Another closely related vision task is visual question answering (VQA), where the task is to answer free form natural language questions about an image. Interestingly, questions related to the count of a particular object - *How many red cars do you see?* form a significant portion of the questions asked in common visual question answering datasets [3]. Moreover, we observe that end-to-end networks [3] trained for this task do not perform well on such counting questions. This is not surprising, since the objective is often setup to minimize the cross-entropy classification loss for the correct answer to a question, which ignores ordinal structure inherent to counting. In this work we systematically benchmark how well current VQA models do at counting, and study any benefits from dedicated models for counting on a subset of counting questions in VQA datasets in Section 5.4.

Counts can also be used as complimentary signals to aid other vision tasks like detection. If we had an estimate of how many objects were present in the image, we could use that information on a per-image basis to detect that many objects. Indeed, we find that our object counting models improve object detection performance.

We first describe some baseline approaches to counting and subsequently build towards our proposed model.
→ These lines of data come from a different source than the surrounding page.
Issue #38, opened 2016-05-15
Option not to require Powerline fonts


caesar:
It would be really nice if there was an option to disable the use of Powerline glyphs. I love all the features of bobthefish but would sometimes prefer not to have to use a special font.

In powerline for Vim, for example, it is possible to disable the use of Powerline glyphs (It just shows square ends instead of arrows, and doesn't show the git branch icon, for example).

This would also save a few characters on small screens, I guess...

I don't know how much work it would be to go through making each use of a powerline glyph depend on a central option. But would you accept a pull request? Or do you prefer not to add new options...?

PR #42, opened 2016-05-15
Add option to not use Powerline glyphs

caesar:
Adds the option requested in #38.

Seems to be quite simple, though it's possible I've missed some.

I hope this will be accepted as it would be great for compatibility at very little cost.

Let me know if you'd like me to do anything differently.

### DIFF
--- a/fish_prompt.fish
+++ b/fish_prompt.fish
@@ -629,7 +629,7 @@ function fish_prompt -d 'bobthefish, a fish theme optimized for awesome'
   set -l __bobthefish_left_arrow_glyph        \uE0B3
 
   if [ "$theme_powerline_fonts" = "no" ]
-    set __bobthefish_branch_glyph            ''
+    set __bobthefish_branch_glyph            '\u2387'
     set __bobthefish_ln_glyph                ''
     set __bobthefish_padlock_glyph           ''
     set __bobthefish_right_black_arrow_glyph ''
--- a/fish_prompt.fish
+++ b/fish_prompt.fish
@@ -629,7 +629,7 @@ function fish_prompt -d 'bobthefish, a fish theme optimized for awesome'
   set -l __bobthefish_left_arrow_glyph        \uE0B3
 
   if [ "$theme_powerline_fonts" = "no" ]
-    set __bobthefish_branch_glyph            '\u2387'
+    set __bobthefish_branch_glyph            \u2387
     set __bobthefish_ln_glyph                ''
     set __bobthefish_padlock_glyph           ''
     set __bobthefish_right_black_arrow_glyph ''
--- a/fish_prompt.fish
+++ b/fish_prompt.fish
@@ -620,22 +620,22 @@ function fish_prompt -d 'bobthefish, a fish theme optimized for awesome'
   set -l last_status $status
 
   # Powerline glyphs
-  set -l __bobthefish_branch_glyph            ''
-  set -l __bobthefish_ln_glyph                ''
-  set -l __bobthefish_padlock_glyph           ''
-  set -l __bobthefish_right_black_arrow_glyph ''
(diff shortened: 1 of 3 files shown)


fish_prompt.fish
```diff
@@ -619,13 +620,23 @@ function fish_prompt -d 'bobthefish, a fish theme optimized for awesome'
...
-  set -l __bobthefish_left_arrow_glyph        \uE0B3
+  set -l __bobthefish_branch_glyph            ''
+  set -l __bobthefish_ln_glyph                ''
+  set -l __bobthefish_padlock_glyph           ''
+  set -l __bobthefish_right_black_arrow_glyph ''
+  set -l __bobthefish_right_arrow_glyph       ''
+  set -l __bobthefish_left_black_arrow_glyph  ''
+  set -l __bobthefish_left_arrow_glyph        ''
+
+  if [ "$theme_powerline_fonts" != "no" ]
```
derekstavis: I would prefer making powerline fonts the default, as this would have less performance penalties on the prompt at every render.

caesar: @derekstavis Sure, makes sense. Done.

bobthecow: 👍

fish_prompt.fish
```diff
@@ -627,6 +628,16 @@ function fish_prompt -d 'bobthefish, a fish theme optimized for awesome'
   set -l __bobthefish_left_black_arrow_glyph  \uE0B2
   set -l __bobthefish_left_arrow_glyph        \uE0B3
 
+  if [ "$theme_powerline_fonts" = "no" ]
+    set __bobthefish_branch_glyph            ''
```
bobthecow: we don't use most of the non-arrow glyphs, but we do use branch. is there a good unicode character  that approximates this?

bobthecow:
What should happen if someone disables powerline fonts but enables nerd fonts?

fish_prompt.fish
caesar: What about ⎇ (U+2387, ALTERNATIVE KEY SYMBOL)?
However it's not present in all fonts, I believe.
(As a matter of fact I don't think it's important to show the branch icon in 'fallback' mode. It is fairly clear what the branch name means anyway.)

caesar:
Interesting. Why would they do that? :-)
I think nerd fonts include powerline anyway don't they?

bobthecow:
I'm not saying it's sane, just that it's possible given the set of theme configuration variables :)

fish_prompt.fish
bobthecow: Let's start with ⎇ and refine later if necessary?

caesar:
Added ⎇ symbol.

As for disabling powerline but enabling nerd fonts, though it would be an odd thing to do, I think the current behaviour matches expectations. It enables nerd fonts (other than the powerline glyphs), but disables powerline.
The alternative would be for the nerd option to override the powerline one, but I don't think that would match expectations.
That said, this is all a hypothetical edge case anyway because there seems to be no valid reason to both enable nerd and disable powerline.

fish_prompt.fish
```diff
@@ -627,6 +628,16 @@ function fish_prompt -d 'bobthefish, a fish theme optimized for awesome'
   set -l __bobthefish_left_black_arrow_glyph  \uE0B2
   set -l __bobthefish_left_arrow_glyph        \uE0B3
 
+  if [ "$theme_powerline_fonts" = "no" ]
+    set __bobthefish_branch_glyph            '\u2387'
```
bobthecow: let's do this without the quotes to match the rest of 'em.

otherwise, :shipit: !

bobthecow:
Oh, please add the config option to the bottom of README as well.

caesar:
👍

PR #45, opened 2016-05-23
Support chruby ruby_version for show_ruby()

pik:
I've switched to `chruby` (https://github.com/postmodern/chruby) from `rbenv` recently due to the difficulties rbenv shims tend to introduce when debugging ruby runtimes. It's quite a popular alternative so it seems like it would be worth supporting. 

(RUBY_VERSION is blank if chruby is using the system version)


bobthecow:
Thanks! 👍 

Do you mind adding this to the line in `README.md` that mentions ruby versions as well?

bobthecow:
Never mind, I'll do it. Thanks for the commit!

**Counting by Detection:** It is easy to realize that perfect detection of objects would imply a perfect count. While detection is sufficient for counting, localizing objects is not necessary. Imagine a scene containing a number of mugs kept on a table where the objects occlude each other. In order to count the number of mugs, we need not determine with pixel-accurate segmentations or detections where they are (which is hard in the presence of occlusions) as long as say we can determine the number of handles. Relieving the burden of detecting objects is also effective for counting when objects occur at smaller scales where detection is hard [18]. However, counting by detection or `detect`

still forms a natural approach for counting.

**Counting by Glancing:** Representations extracted from Deep Convolutional Neural Networks [42] trained on image classification have been successfully applied to a number of scene understanding tasks such as finegrained recognition [12], scene classification [12], object detection [12], . We explore how well features from a deep CNN perform at counting through instantiations of our glancing (`glance`

) models which estimate a global count for the entire scene in a single forward pass. This can be thought of as estimating the count at one shot or *glance*. This is in contrast with `detect`

, which sequentially increments its count with each detected object (Fig. Figure 2). Note that unlike detection, which optimizes for a localization objective, the `glance`

models explicitly *learn* to count.

**Counting by Subitizing:** Subitizing is a widely studied phenomenon in developmental psychology [8] which indicates that children have an ability to directly map a perceptual signal to a numerical estimate, for a small number of objects (typically 1-4). Subitizing is crucial for development and assists arithmetic and reasoning skills. An example of subitizing is how we are able to figure out the number of pips on a face of a die without having to count them or how we are able to reason about tally marks.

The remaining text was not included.